→ WORK TASK: Your output should be the entries below, from the first line up to and including the line with "Can someone (@rsolomakhin?)", reproduced exactly and with no other lines.

──────────────────────────────

PR #381, opened 2016-12-14
Validate payment method data

domenic:
This is part of w3c/webpayments-methods-card#20. What remains is for the basic-card specification to define its validate payment method data algorithm.

---

This is on top of #374 and should not be merged until that is.


domenic:
Closing since per https://github.com/w3c/browser-payment-api/issues/307#issuecomment-267146564 this cannot be done synchronously; it needs to happen in another process.

Issue #346, opened 2016-11-30
The "data" member of  PaymentDetailsModifier doesn't seem to be used for anything


bzbarsky:
There's no processing model defined for it that I can tell.

nickjshearer:
Isn't it simply intended to be passed back to the payment instrument?

ianbjacobs:
@nickjshearer wrote:

"Isn't it simply intended to be passed back to the payment instrument?"

Yes, except I would say "to the payment app" that handles that payment method. The payment app could be the browser or a third party payment app.

Ian

bzbarsky:
You can't pass an object to a third-party payment app.  See also https://github.com/w3c/browser-payment-api/issues/307

rsolomakhin:
We can run `JSON.stringify(data)` and pass the result to the third-party payment app.

bzbarsky:
OK, that's fine.  The spec then needs to:

1. Define exactly when JSON.stringify runs, because it can have observably side-effects.  Again, see https://github.com/w3c/browser-payment-api/issues/307

2. Define that the resulting string is passed somewhere, wherever that is.

domenic:
Can someone (@rsolomakhin?) help me understand exactly in which steps the data is passed to the payment app? For example, we determined that the methodData (parsed into [[parsedMethodData]]) is passed to the payment app in canMakePayment and in show. Is the idea that the payment apps should receive not only the method data, but also the payment details modifier data, at both of those points?

rsolomakhin:
Both `.canMakePayment()` and `.show()` should be sending the method-specific `data` to the payment app, because that can include some important filtering information. For example, `data` for `"basic-card"` payment method includes `supportedNetworks`. If merchant specifies `supportedNetworks: ["jcb"]`, but the only installed payment app is not aware of JCB, then `.canMakePayment()` should resolve with `false` and `.show()` should reject with `NotSupportedError`.

As for modifiers, that should be used for altering the price, which is important when completing a transaction, not when determining whether a transaction can procede. Therefore, modifiers should be sent to the payment app with `.show()`, but not in `.canMakePayment()`.

PR #382, opened 2016-12-14
Straighten out the payment method data flow

### LINKED ISSUE #307: The myth of JSON-serializable object
I might be wrong, but I recall "JSON-serializable object" coming up in the past in other specs and being problematic: 

> The term JSON-serializable object used in this specification means an object that can be serialized to a string using JSON.stringify and later deserialized back to an object using JSON.parse with no loss of data.

But I'm pretty sure it's a bit of a 🦄 - or it should be actually defined as to how one actually works that out. Right now, the spec basically implies:
```JS
try {
   JSON.parse(JSON.stringify(obj)); 
} catch(err){
   throw new Error("Not a JSON-serializable object");
}
```
 
That seems nasty. Could we check with public-script-coord what the right thing to do here is? 

There might be an actual object type that we can use here.

### LINKED ISSUE #338: The "data" member of PaymentMethodData doesn't seem to actually be used for anything
The PaymentRequest constructor enforces it being "JSON-serializable", whatever that means. .

But after that, nothing references that member.  Is it supposed to actually get serialized to JSON at some point, perhaps?

### LINKED ISSUE #354: Ambiguous conformance requirement in constructor
The following seems to be an authoring requirement: 

> The methodData supplied to the PaymentRequest constructor SHOULD be in the order of preference of the caller.

The following assertion seems to be out of place in the algorithm: 

> Implementations MAY show payment methods in this order if possible but should prioritize the preference of the user when presenting payment methods.

The above should be placed somewhere closer to when they payment request is actually shown.

domenic:
This fixes #338 and helps with #307 by stating more explicitly how the data member of PaymentMethodDetails is serialized to a string, stored, and later passed to the appropriate payment app.

Along the way, this fixes #354.

This does not completely fix #307, as the problematic JSON-serializable concept is still used for PaymentDetailsModifier (and is still not used by any part of the processing model; that's #346).

---

This is on top of #374 and should be merged only after that is.

If this looks correct, then to clarify how the basic card spec actually interacts with the main spec, we'll edit the basic card spec to say:

- Payment apps for basic card must determine if they support the requested payment method by first performing steps equivalent to parsing the supplied data using JSON.parse, then converting the resulting object to a BasicCardRequest dictionary, and inspecting the results.
- Payment apps for basic card must supply a result object back to the payment request flow in the form of a BasicCardResponse dictionary.

This will then solve https://github.com/w3c/webpayments-methods-card/issues/20.

### DIFF
--- a/index.html
+++ b/index.html
@@ -125,11 +125,18 @@
         every transaction: the merchant (e.g., an online web store), the buyer
         represented by the <a>user agent</a> (e.g., the user buying from the
         online web store), and the <dfn data-lt=
-        "payment method|payment methods">Payment Method</dfn> (e.g., credit
+        "payment method|payment methods">payment method</dfn> (e.g., credit
         card). Information necessary to process and confirm a transaction is
-        passed between the <a>Payment Method</a> and the merchant via the
+        passed between the <a>payment method</a> and the merchant via the
         <a>user agent</a> with the buyer confirming and authorizing as
         necessary across the flow.
+      </p>
+      <p>
+        The details of how to fulfill a payment request for a given <a>payment
+        method</a> are handled by <dfn data-lt=
+        "payment app|payment apps">payment apps</dfn>. In this specification,
+        these details are left up to the <a>user agent</a>, but future
+        specifications may expand on the processing model in more detail.
       </p>
       <p>
         In addition to better, more consistent user experiences, this also
@@ -276,13 +283,15 @@
         </h2>
         <p>
           The <a>PaymentRequest</a> is constructed using the supplied
-          <code>methodData</code> list including any <a>payment method</a>
-          specific <code>data</code>, the payment <code>details</code>, and the
-          payment <code>options</code>.
+          <var>methodData</var> list including any <a>payment method</a>
+          specific <a data-lt="PaymentMethodData.data">data</a>, the payment
+          <var>details</var>, and the payment <var>options</var>. The
+          <var>methodData</var> supplied to the <a>PaymentRequest</a>
+          constructor SHOULD be in the order of preference of the caller.
         </p>
         <div class="note">
           <p>
-            The <code>methodData</code> sequence contains
+            The <var>methodData</var> sequence contains
             <a>PaymentMethodData</a> dictionaries containing the <a>payment
             method identifiers</a> for the <a>payment methods</a> that the web
             site accepts and any associated <a>payment method</a> specific
@@ -305,7 +314,7 @@
             const request = new PaymentRequest(methodData, details, options);
           </pre>
           <p>
-            The <code>details</code> object contains information about the
+            The <var>details</var> object contains information about the
             transaction that the user is being asked to complete such as the
             line items in an order.
           </p>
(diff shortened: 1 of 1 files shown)


adrianba:
I think this is generally fine but I'd prefer that we don't _require_ data be passed in JSON string form. In our implementation we might present the data to apps already "deserialized" so it won't look like a string to them. I think the spec ought not be so explicit in saying it will be that string form - an equivalent should also be okay. We likely to use an alternative RPC mechanism that isn't a string and this should be acceptable.

domenic:
Well, in general,

> Conformance requirements phrased as algorithms or specific steps may be implemented in any manner, so long as the end result is equivalent.

The important part is that JSON.stringify is performed at a very particular point in the algorithm.

adrianba:
> Well, in general,
> > Conformance requirements phrased as algorithms or specific steps may be implemented in any manner, so long as the end result is equivalent.

>The important part is that JSON.stringify is performed at a very particular point in the algorithm.

That's true, but it looks like the end result here is passing off a JSON string to a payment app.

domenic:
How would that be observably any different from passing along some other serialization format derived from or containing the equivalent information to that JSON string?

adrianba:
My concern is that the way this is written implies that that Payment App spec will expect a JSON string.

domenic:
Yes, I think it would. It can then transform that JSON string into whatever format is most appropriate for it.

What other serializable data structure would you expect a spec to be able to deal in?

adrianba:
I think the transport format should be an implementation detail as long as it isn't exposed. The current language leaves ambiguous whether it would be exposed. I would like to close down that ambiguity.

We discussed in the editors call just now and Marcos is reviewing.

domenic:
Can you explain how it's ambiguous that it would be exposed? No spec exposes it except to other specs.

We need a well-defined transport format for specs to be able to talk to each other. Specifying an entirely new one seems superfluous.

index.html
```diff
@@ -125,13 +125,20 @@
...
+        passed between the <a>payment method</a> and the merchant via the
         <a>user agent</a> with the buyer confirming and authorizing as
         necessary across the flow.
       </p>
       <p>
+        The details of how to fulfill a payment request for a given <a>payment
+        method</a> are handled by <dfn data-lt=
+        "payment app|payment apps">payment apps</dfn>. In this specification,
+        these details are left up to the <a>user agent</a>, but future
+        specifications may expand on the processing model in more detail.
```
marcoscaceres, line 139: I think this is fine for now - but we should have at least 1 base thing here (probably "basic-card").

marcoscaceres (approved):

marcoscaceres:
Small conflicts

index.html
domenic: I'm not sure I completely understand the ask here, but maybe this is the same as my "If this looks correct, then to clarify how the basic card spec actually interacts with the main spec, we'll edit the basic card spec to say:" from the PR's OP?

domenic:
Rebased with conflicts fixed.

adrianba (approved):

PR #396, opened 2017-01-17
feat(payment resp algo): phone# SHOULD be E.164 (closes #390)

### LINKED ISSUE #390: Phone number format
What format should we use for phone numbers for `payerPhone` and `PayerAddress.phone`? I propose E.164, which looks like this: `"+15555555555"`. (For UI, Chrome will probably use E.123, which shows that same phone number in more human-readable format of `"+1 (555) 555-5555"`.)

marcoscaceres:


marcoscaceres:
@rsolomakhin r?

rsolomakhin:
lgtm

PR #398, opened 2017-01-18
Editorial: refer to methods with parentheses (closes #378)

### LINKED ISSUE #378: Editorial: refer to methods with parentheses for clarity, and spell out their params in their definition
E.g. instead of

> abort can only be called after the show method has been called

say

> abort() can only be called after the show() method has been called

and instead of

> The complete method MUST act as follows: 

say

> The complete(result) method MUST act as follows:

marcoscaceres:


marcoscaceres:
@domenic r?

domenic (changes requested):
Nice.

The intro paragraph for abort is not updated; it refers to abort and show without parens.

Also, I would remove the mention of "result" before the actual method definition in the definition of complete.

marcoscaceres:
> Also, I would remove the mention of "result" before the actual method definition in the definition of complete.

@domenic, I agree, but to clarify. I think it might be best to do the following here:

  * remove the paragraph that starts with "The complete method takes a string argument from the PaymentComplete enum (result)." 
  * split out `enum PaymentComplete` into its own section.

domenic:
Yeah, that sounds pretty good to me!

marcoscaceres:
Ok, I think this is good to go too.

index.html
```diff
@@ -1492,13 +1490,44 @@ <h2 id="state-transitions" class="informative">
...
+          "unknown",
+        };
+      </pre>
+      <dl>
+        <dt>
+          "<dfn>fail</dfn>"
+        </dt>
+        <dd>
+          Indicates that processing of the payment failed. The <a>user
+          agent</a> MAY display UI indicating failure.
```
domenic, line 1510: It's a bit weird that these normative processing model requirements are given in the definition of the enum, instead of in the algorithm that processes it, but that's a separate issue.

index.html
```diff
@@ -1492,13 +1490,44 @@ <h2 id="state-transitions" class="informative">
         </dd>
       </dl>
     </section>
+    <section data-dfn-for="PaymentComplete" data-link-for="PaymentComplete">
+      <h2><dfn>PaymentComplete</dfn> enum</h2>
```
domenic: Maybe add the missing "enum" to the PaymentShippingType header while you're here

domenic (commented):
Oh, I caught one more missing one. updateWith!

I guess with that in mind we now have competing conventions of using `<var>` (updateWith) vs. `<code>` (complete) for argument names, inside the method algorithms. Either seems fine but we should stick with one...

index.html
marcoscaceres: Agree.

index.html
marcoscaceres: fixed.

marcoscaceres:
... just fixing a few more `updateWith()`s ... well spotted!

marcoscaceres:
@domenic, btw... does this seem odd to you too?:

```
void updateWith(Promise<PaymentDetails> d);
```

That should probably be:

```
void updateWith(Promise<PaymentDetails> d or PaymentDetails d);
```

Not sure why it needs details needs to always be wrapped in a promise.

marcoscaceres:
ok, think we are good to go here too.

index.html
```diff
@@ -1802,10 +1804,10 @@ <h2 id="state-transitions" class="informative">
         </p>
         <section>
           <h2>
-            <dfn>updateWith()</dfn> method
+            <dfn data-lt="updateWith(details)">updateWith()</dfn> method
           </h2>
           <p>
-            The <a>updateWith</a> method MUST act as follows:
+            The <a>updateWith(details)</a> method MUST act as follows:
```
domenic: Now it is inconsistent as the rest of the algorithm references `<var>d</var>`. This also doesn't address the `<var>`-in-updateWith vs. `<code>`-in-complete issue.

domenic (changes requested):
> btw... does this seem odd to you too?:

No, you cannot overload with a promise argument in Web IDL, because whatever the developer passes in gets converted to a promise.

index.html
marcoscaceres: Ah, darn. I missed the <var>d</var> and code stuff. BRB!

marcoscaceres: (also, I prefer `<var>details</var>` ... more clear)

marcoscaceres:
I keep forgetting about the magic promise wrapping - that's super useful.

index.html
marcoscaceres: Argh... there is a lot of other `<code>` to fix...

marcoscaceres:
Ok ... third (fifth?) try is a charm! ✨

index.html
marcoscaceres: I s/code/var in complete()...

domenic:
So now there are two variables named details in the algorithm... see "Let details be the result of converting value to a PaymentDetails dictionary." Getting close!?

marcoscaceres:
effin hell... brb :)

marcoscaceres:
Ok, I changed it to "detailsPromise" - I think it makes it much nicer to read in prose. 

For example: "The remaining steps are conditional on the <var>detailsPromise</var> settling"

domenic (approved):

domenic:
Probably more feedback then you bargained for, but I think overall this is a great improvement; thanks for sticking with it!!

marcoscaceres:
Np! thank you for catching all those things.

PR #404, opened 2017-01-20
State how payment details modifier data is serialized and used

### LINKED ISSUE #307: The myth of JSON-serializable object

### LINKED ISSUE #346: The "data" member of  PaymentDetailsModifier doesn't seem to be used for anything

domenic:
This closes #346, by making it clear that the data is serialized and stored in the PaymentRequest for further usage by show(), and closes #307, by finally stating all the points at which JSON-serialization happens explicitly.

A couple of points worth mentioning:

- I assumed we wanted the same swallow-all-exceptions behavior for updateWith for the JSON serialization process there.
- It's still a bit vague exactly what data is to be sent to the payment app by show(). I put in a sentence "The payment app should be sent the appropriate data from request in order to guide the user through the payment process. This includes the various attributes and internal slots of request." This is meant to convey how the data is transported. But getting this fleshed out in more detail would probably be a good idea.

### DIFF
--- a/index.html
+++ b/index.html
@@ -474,6 +474,8 @@
               </li>
             </ol>
           </li>
+          <li>Let <var>serializedModifierData</var> be an empty list.
+          </li>
           <li data-link-for="PaymentDetails">Process payment details modifiers:
             <ol>
               <li>Let <var>modifiers</var> be an empty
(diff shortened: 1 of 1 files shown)


marcoscaceres:
> I assumed we wanted the same swallow-all-exceptions behavior for updateWith for the JSON serialization process there.

Yes, that seems fine. 

> It's still a bit vague exactly what data is to be sent to the payment app by show(). I put in a sentence "The payment app should be sent the appropriate data from request in order to guide the user through the payment process. This includes the various attributes and internal slots of request." This is meant to convey how the data is transported. But getting this fleshed out in more detail would probably be a good idea.

I think this is pretty good, and we should flesh it out if ambiguities comes up during implementation, testing, and usage. It maybe "good enough"(tm) to not cause interop issues.

index.html
```diff
@@ -834,13 +859,30 @@ <h2 id="state-transitions" class="informative">
...
               The current <a>PaymentDetails</a> for the payment request
               initially supplied to the constructor and then updated with calls
               to <a data-lt=
-              "PaymentRequestUpdateEvent.updateWith">updateWith()</a>.
+              "PaymentRequestUpdateEvent.updateWith">updateWith()</a>. Note
+              that all <a data-lt="PaymentDetailsModifier.data">data</a>
+              members of <a>PaymentDetailsModifier</a> instances contained in
+              the <a data-lt="PaymentDetails.modifiers">modifiers</a> member
+              will be removed, as they are instead stored in serialized form in
+              the [[\serializedModifierData]] internal slot.
```
marcoscaceres: nit: link to `<a>[[\serializedModifierData]]</a>`. I'll eventually teach ReSpec about internal slots :(

marcoscaceres (approved):
LGTM, bar nit.

PR #405, opened 2017-01-20
Queue tasks to change developer-visible properties

### LINKED ISSUE #339: Setting internal slots of objects from asynchronous steps is not OK
https://w3c.github.io/browser-payment-api/#abort-method step 7 says:

> Set the value of the internal slot request@[[state]] to closed. 

But this is running async.  That means its only interaction with observable objects should be via tasks queued on a task queue, to avoid violating run-to-completion semantics.

### LINKED ISSUE #340: Is it intended that abort() rejects the acceptPromise and resolves its return value in separate tasks?
https://w3c.github.io/browser-payment-api/#abort-method steps 8 and 9 are running async, so those two steps will queue two separate tasks to perform the actual promise manipulation.  This is observably different from performing both operations in a single task.

If this is _is_ the intended behavior, please make sure you have a test for this in the test suite, because I expect implementors will miss the subtlety here.

### LINKED ISSUE #351: The shipping address/option changed algorithms should not be synchronously poking internal slots
As far as I can tell these algorithms are invoked by the browser UI while things are running in parallel.  That is, they do not seem to run off a task.  It's a bit hard to say, because nowhere in the spec does it say how the browser goes about invoking these algorithms.

Anyway, assuming these are running in parallel, they should not be modifying values of attributes on objects, because that breaks run-to-completion.  They should be doing the value modification off a task; probably the same one that fires the relevant change event.

domenic:
Fixes #339. Fixes #351. Fixes #340.

### DIFF
--- a/index.html
+++ b/index.html
@@ -692,17 +692,24 @@
           <li>Try to abort the current user interaction and close down any
           remaining user interface.
           </li>
-          <li>If it is not possible to abort the current user interaction, then
-          reject <var>promise</var> with "<a>InvalidStateError</a>"
-          <a>DOMException</a> and abort this algorithm.
-          </li>
-          <li>Set the value of the internal slot
-          <var>request</var>.<a>[[\state]]</a> to <i>closed</i>.
-          </li>
-          <li>Reject the promise <var>request</var>.<a>[[\acceptPromise]]</a>
-          with an "<a>AbortError</a>" <a>DOMException</a>.
-          </li>
-          <li>Resolve <var>promise</var> with undefined.
+          <li>
+            <a>Queue a task</a> on the <a>user interaction task source</a> to
+            perform the following steps:
+            <ol>
+              <li>If it is not possible to abort the current user interaction,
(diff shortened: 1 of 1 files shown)


index.html
```diff
@@ -2319,6 +2338,9 @@ <h2 id="state-transitions" class="informative">
               <dfn>queue a task</dfn>
             </li>
             <li>
+              <dfn>user interaction task source</dfn>
```
marcoscaceres, line 2341: nit: `<dfn data-lt="!HTML5#user-interaction-task-source">`

marcoscaceres (approved):

domenic:
Generally not a fan of linking to that spec with it's outdated/inaccurate copies-of-definitions.

marcoscaceres:
I also find it unpalatable. Maybe we can cite the canonical one and note that we will reference the other one if it becomes accurate. We are indeed doing everyone a disservice by referencing the outdated spec (as was also the case with WebIDL).

marcoscaceres:
Ok, so we don't get bogged down, I'll fix the citations separately.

──────────────────────────────

→ FINAL ANSWER:
PR #381, opened 2016-12-14
Validate payment method data

domenic:
This is part of w3c/webpayments-methods-card#20. What remains is for the basic-card specification to define its validate payment method data algorithm.

---

This is on top of #374 and should not be merged until that is.


domenic:
Closing since per https://github.com/w3c/browser-payment-api/issues/307#issuecomment-267146564 this cannot be done synchronously; it needs to happen in another process.

Issue #346, opened 2016-11-30
The "data" member of  PaymentDetailsModifier doesn't seem to be used for anything


bzbarsky:
There's no processing model defined for it that I can tell.

nickjshearer:
Isn't it simply intended to be passed back to the payment instrument?

ianbjacobs:
@nickjshearer wrote:

"Isn't it simply intended to be passed back to the payment instrument?"

Yes, except I would say "to the payment app" that handles that payment method. The payment app could be the browser or a third party payment app.

Ian

bzbarsky:
You can't pass an object to a third-party payment app.  See also https://github.com/w3c/browser-payment-api/issues/307

rsolomakhin:
We can run `JSON.stringify(data)` and pass the result to the third-party payment app.

bzbarsky:
OK, that's fine.  The spec then needs to:

1. Define exactly when JSON.stringify runs, because it can have observably side-effects.  Again, see https://github.com/w3c/browser-payment-api/issues/307

2. Define that the resulting string is passed somewhere, wherever that is.

domenic:
Can someone (@rsolomakhin?) help me understand exactly in which steps the data is passed to the payment app? For example, we determined that the methodData (parsed into [[parsedMethodData]]) is passed to the payment app in canMakePayment and in show. Is the idea that the payment apps should receive not only the method data, but also the payment details modifier data, at both of those points?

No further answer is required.